### Exercise
Repeat word for word the opening stretch of the entries, from the first line through the line containing "We now enforce".

*** Opening Listed entries ***

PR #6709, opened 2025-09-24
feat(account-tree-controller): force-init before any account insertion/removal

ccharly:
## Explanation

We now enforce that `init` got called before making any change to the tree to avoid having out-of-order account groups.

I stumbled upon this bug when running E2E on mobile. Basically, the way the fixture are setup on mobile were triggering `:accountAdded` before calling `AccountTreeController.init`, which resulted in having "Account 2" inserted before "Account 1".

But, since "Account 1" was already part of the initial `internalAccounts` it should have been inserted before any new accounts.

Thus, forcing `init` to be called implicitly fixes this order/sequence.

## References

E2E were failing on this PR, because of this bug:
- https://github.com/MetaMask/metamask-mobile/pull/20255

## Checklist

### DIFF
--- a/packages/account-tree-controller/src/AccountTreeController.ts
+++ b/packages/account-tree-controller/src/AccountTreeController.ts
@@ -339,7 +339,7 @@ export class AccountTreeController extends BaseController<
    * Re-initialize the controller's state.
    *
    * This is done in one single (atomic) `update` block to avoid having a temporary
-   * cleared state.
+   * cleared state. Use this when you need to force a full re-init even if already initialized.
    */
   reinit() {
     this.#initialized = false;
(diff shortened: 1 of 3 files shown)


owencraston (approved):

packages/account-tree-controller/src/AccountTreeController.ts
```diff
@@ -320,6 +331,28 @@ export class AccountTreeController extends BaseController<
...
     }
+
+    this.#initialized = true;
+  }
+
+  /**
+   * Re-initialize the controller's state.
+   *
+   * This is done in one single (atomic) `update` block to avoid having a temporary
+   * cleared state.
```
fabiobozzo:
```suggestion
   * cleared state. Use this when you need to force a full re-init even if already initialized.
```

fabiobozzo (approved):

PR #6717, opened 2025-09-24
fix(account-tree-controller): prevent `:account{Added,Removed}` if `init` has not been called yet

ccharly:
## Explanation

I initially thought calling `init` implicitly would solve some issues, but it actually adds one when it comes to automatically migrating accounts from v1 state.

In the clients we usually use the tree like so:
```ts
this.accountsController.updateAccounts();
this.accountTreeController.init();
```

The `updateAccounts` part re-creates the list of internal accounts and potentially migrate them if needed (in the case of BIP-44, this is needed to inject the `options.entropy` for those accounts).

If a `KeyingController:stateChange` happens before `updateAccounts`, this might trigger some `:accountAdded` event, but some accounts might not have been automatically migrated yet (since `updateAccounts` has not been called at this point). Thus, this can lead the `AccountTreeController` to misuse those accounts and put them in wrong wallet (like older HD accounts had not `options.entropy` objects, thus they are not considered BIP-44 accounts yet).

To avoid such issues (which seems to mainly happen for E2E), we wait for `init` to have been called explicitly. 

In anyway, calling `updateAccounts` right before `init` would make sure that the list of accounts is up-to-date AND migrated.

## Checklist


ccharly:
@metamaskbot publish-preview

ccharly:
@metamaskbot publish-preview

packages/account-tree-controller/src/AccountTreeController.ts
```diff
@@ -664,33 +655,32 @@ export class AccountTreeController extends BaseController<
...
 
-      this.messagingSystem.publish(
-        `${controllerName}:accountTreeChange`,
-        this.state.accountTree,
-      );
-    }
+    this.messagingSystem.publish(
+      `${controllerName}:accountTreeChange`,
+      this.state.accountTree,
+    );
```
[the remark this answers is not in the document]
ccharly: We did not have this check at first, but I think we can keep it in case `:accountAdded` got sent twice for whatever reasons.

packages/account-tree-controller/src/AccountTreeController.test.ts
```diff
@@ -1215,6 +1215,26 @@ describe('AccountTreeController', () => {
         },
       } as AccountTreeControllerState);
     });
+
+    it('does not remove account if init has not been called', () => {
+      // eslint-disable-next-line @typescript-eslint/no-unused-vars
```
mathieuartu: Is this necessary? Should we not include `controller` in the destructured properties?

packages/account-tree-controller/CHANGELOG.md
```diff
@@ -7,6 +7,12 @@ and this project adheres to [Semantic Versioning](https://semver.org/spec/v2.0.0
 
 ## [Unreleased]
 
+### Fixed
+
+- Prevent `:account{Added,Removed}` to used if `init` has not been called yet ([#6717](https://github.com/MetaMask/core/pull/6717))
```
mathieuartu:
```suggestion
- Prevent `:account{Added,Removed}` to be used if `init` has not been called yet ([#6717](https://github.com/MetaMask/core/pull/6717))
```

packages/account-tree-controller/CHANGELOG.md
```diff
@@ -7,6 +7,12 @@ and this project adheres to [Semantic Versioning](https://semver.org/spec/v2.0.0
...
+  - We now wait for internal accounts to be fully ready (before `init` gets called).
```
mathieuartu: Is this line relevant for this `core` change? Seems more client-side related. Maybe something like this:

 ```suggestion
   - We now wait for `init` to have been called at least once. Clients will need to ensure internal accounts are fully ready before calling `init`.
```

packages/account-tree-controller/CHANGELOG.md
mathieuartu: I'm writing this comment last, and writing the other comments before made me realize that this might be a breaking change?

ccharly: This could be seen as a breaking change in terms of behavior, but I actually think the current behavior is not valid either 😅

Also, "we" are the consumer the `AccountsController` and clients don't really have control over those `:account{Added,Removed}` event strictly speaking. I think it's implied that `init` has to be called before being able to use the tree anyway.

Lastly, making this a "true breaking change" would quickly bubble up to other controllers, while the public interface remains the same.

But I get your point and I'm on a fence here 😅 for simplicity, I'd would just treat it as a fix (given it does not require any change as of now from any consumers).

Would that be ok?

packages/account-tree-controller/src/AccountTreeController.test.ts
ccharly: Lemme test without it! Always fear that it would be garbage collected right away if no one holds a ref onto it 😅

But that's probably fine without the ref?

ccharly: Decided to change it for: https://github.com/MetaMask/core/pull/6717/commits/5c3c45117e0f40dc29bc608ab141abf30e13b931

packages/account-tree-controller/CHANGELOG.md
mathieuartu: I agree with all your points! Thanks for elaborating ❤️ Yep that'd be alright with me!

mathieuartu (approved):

*** Closing Listed entries ***

### Finished task
PR #6709, opened 2025-09-24
feat(account-tree-controller): force-init before any account insertion/removal

ccharly:
## Explanation

We now enforce that `init` got called before making any change to the tree to avoid having out-of-order account groups.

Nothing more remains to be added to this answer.